• YOUR INSTRUCTIONS: Filter the records for "verbena" and keep each line that has it.

• RECORDED INFORMATION:
PR #4647, opened 2020-12-19
Synonyms for Aloysia citrodora

mrmd8:
New synonyms added:

en:Lemon verbena
es:Cedrón, verbena de Indias


stephanegigandet (approved):
Thank you!

PR #4649, opened 2020-12-20
fix export for Nutri-Score rename

teolemon:
fix export for Nutri-Score rename


stephanegigandet (approved):

teolemon:
it needs an additional fix to keep the same name in the export

teolemon:
fixed, merging.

• EXERCISE RESPONSE:
en:Lemon verbena
es:Cedrón, verbena de Indias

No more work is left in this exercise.